- Founder: Terry Cameron
- Founded: 1999
- Dissolved: 31 December 2002
- Split from: Labor
- Youth wing: SA First Youth
- Membership: 500+
- SA Legislative Council: 1 / 21(1999–2002)

= SA First =

Former political party in South Australia

SA First, also known as South Australia First, was a South Australian political party formed in 1999 by dissident Labor MP Terry Cameron. The party contested the 2002 state election but failed to elect any candidates to the Parliament of South Australia.

==Ideology and policy==
SA First positioned itself as a pragmatic, centre-based political party which relied on policy initiatives drawn from the experience of its members and professionals. Its flagship was parliamentary reform, which advocated electoral reform, proportional representation, more sitting days and fewer political perks. It also formed a broad range of policy initiatives which were more or less moderate and liberal in their scope.

==Structure==
The structure of SA First consisted of local branches electing a governing State Conference, which in turn elected an administrative State Executive.

The Party was notable for allowing each MP a conscience vote on each piece of legislation before Parliament.

The annual State Conference consisted of delegates elected by the branches and was the governing body of the party, with the power to determine policy, preselect Upper House candidates and elect the State Executive.

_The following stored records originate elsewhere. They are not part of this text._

Issue #145, opened 2022-09-14
Pi-Hole can't run as a DHCP Server


0x346e3730:
Looking at [pi-hole's docker-compose.yaml](https://github.com/getumbrel/umbrel-apps/blob/master/pi-hole/docker-compose.yml), this part is missing for it to be able to run as a DHCP server :
```yaml
cap_add:
      - NET_ADMIN
```

Everything is documented here https://github.com/pi-hole/docker-pi-hole, is it ok to do a PR to add this by default ? If so I've opened https://github.com/getumbrel/umbrel-apps/pull/146 to make it possible for pi-hole to act as a DHCP server

PR #146, opened 2022-09-14
Pi-hole: Add DHCP support

0x346e3730:
Add the possibility to pi-hole to act as a DHCP server


pi-hole/docker-compose.yml
```diff
@@ -24,3 +25,5 @@ services:
     networks:
       default:
         ipv4_address: $APP_PI_HOLE_IP
+    cap_add:
+      - NET_ADMIN
```
nevets963, line 29: Do you know why this capability needs to be added?

nevets963 (commented):
@0x346e3730 Thanks for the PR! Have you managed to test this within your network?

pi-hole/docker-compose.yml
0x346e3730: Yes, It's documented on https://github.com/pi-hole/docker-pi-hole as I explained in https://github.com/getumbrel/umbrel-apps/issues/145.

0x346e3730:
> @0x346e3730 Thanks for the PR! Have you managed to test this within your network?

I have not no as I have no test environment and cannot break my install

nevets963:
@0x346e3730 I've looked into the usage of `CAP_NET_ADMIN` and although I see it's a requirement for the DHCP server, it also unlocks a number of other privileges such as being able to modify network interface configuration (full details here: https://man7.org/linux/man-pages/man7/capabilities.7.html), which we have some reluctance to allow. As we also don't see other requests for this, I'm inclided to keep this PR open and allow other users to upvote, and then we can revisit this feature request again later.

BeauAgst:
This feature is required for anyone who is using Virgin Media in the UK, as you need to allow Pi-hole to take over DHCP. Without it, Pi-hole is entirely useless and does not work.

For context, Virgin Media has a 17% market share in the UK.

unlimited01:
This one bit me as I was migrating my Pihole server to an Umbrel deploy.  I had to eventually roll back.
the open port (`udp67`) and `NET_ADMIN` is how I run my existing pi-hole container now.  If I can't have y pi-hole instance run my DHCP, it's a blocker for me.

SolidRhino:
Please add this option. Ziggo (internet provider in the Netherlands) don't allow setting the DNS to an internal server.

nmfretz:
Thanks @0x346e3730, we've decided to move forward with adding DHCP functionality to the app!

> I have not no as I have no test environment and cannot break my install

I will test this evening when others on my network aren't using the internet. I have merged in the most recent changes from Master and tested that the app does not break when updated, so if you want to test this you do not need to worry about your install breaking.

Here are the steps to update your app if you decide you want to test:

1) Connect to your Umbrel device by SSH on a Raspberry Pi or by accessing a terminal on your Linux machine.

 2) Run `sudo ~/umbrel/scripts/repo checkout https://github.com/0x346e3730/umbrel-apps.git#pihole-dhcp` to change the apps repo on your umbrel so that you can update the pi-hole version from this PR.
 
 3) Either update pi-hole through the app store in the browser UI, or by running the following command:
 `sudo ~/umbrel/scripts/app update pi-hole`
 
 After you are done testing you can reset the apps repo to the official umbrel-apps repo:
 `sudo ~/umbrel/scripts/repo checkout https://github.com/getumbrel/umbrel-apps.git`
 
 and restore the previous version of pi-hole through the app store in the browser UI, or by running:
 `sudo ~/umbrel/scripts/app update pi-hole`

nmfretz:
Leaving this here for our reference:

[Docker DHCP docs](https://docs.pi-hole.net/docker/dhcp/#docker-dhcp-and-network-modes)

0x346e3730:
Since then I've bought a router so that even if I change my internet provider or my box I don't hade to re-do my whole install so I won't be able to test it neither but I'm glad it's getting added !

nmfretz:
Going live! Thanks for the feedback everyone.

The State Executive was an 11-member body elected largely by the Conference. There were positions of president, vice-president and state secretary, elected by a preferential majority of conference for a two-year term. It followed the Labor Party model of political power lying in the hands of the secretary rather than the president; the president directed debate and the state secretary directed the everyday operations of the party. There were six general members elected by proportional representation for a one-year term. The positions of Youth Representative and Parliamentary Leader were ex officio.

The state was divided up into branches, based around one to nine electorates. Each branch was allocated delegates to State Conference based on one delegate per 10 members (with a cap of 7 delegates to help prevent branch stacking or undue influence by one branch). Branches had an equal say in the preselection of candidates, with a 50% weighting of the vote with State Conference. (cf. Australian Labor Party where the branches have only a 25% weighting, and the Liberal Party where the SEC/FEC preselection college has a 100% weighting).

Youth Members (25 and under), in addition to being members of their local branch, were also automatically members of SA First Youth, which elected delegates to Conference based on its membership and elected a member of the State Executive directly. This 'double representation' helped youth membership and participation within the wider party immensely, with almost 1/3 of delegates from the youth wing of the party as well as 1/3 of the State Executive members.

There were also standing committees such as the Policy Committee, which drafted policy under the direction of a Policy Convener appointed by State Conference.

==Party members==
At its height SA First had over 500 members which placed it as the third largest party in South Australia, behind the Liberal Party, the Australian Labor Party and on equal par with the Australian Democrats. It attracted members from both sides of the political divide who were looking for a new, moderate political party in which to participate, as well as people who had no prior political experience.

==Parliamentary involvement==
Together with fellow Labor-Turned-Independent MP Trevor Crothers, SA First shared the balance of power in the South Australian Legislative Council and made it easier for the Liberal Government to pass legislation; previously they had to convince either the Australian Democrats or the Labor Party to pass legislation. SA First MP Terry Cameron was renowned for asking numerous questions in parliament and for making extensive speeches, the longest clocking in at over three hours.

==2002 election==
SA First ran 30 candidates in the House of Assembly and 2 in the Legislative Council at the 2002 election. They received between 0.6% and 7.5% of the primary vote in the various Lower House seats and 1% of the vote in the Legislative Council. Their average vote where they fielded a candidate was 2.8%. They failed to win a seat, however post-electoral analysis indicated the party missed out by only 2,000 votes.

==Post-electoral history==
On 31 December 2002, SA First was deregistered as a political party. Terry Cameron continued to sit as an Independent in the Legislative Council. Up for re-election, he was unsuccessful at the 2006 state election. His preferences were directed towards minor parties in the first instance, and then towards the Liberals ahead of Labor.

Many members went on to join other political parties, primarily the Liberal Party.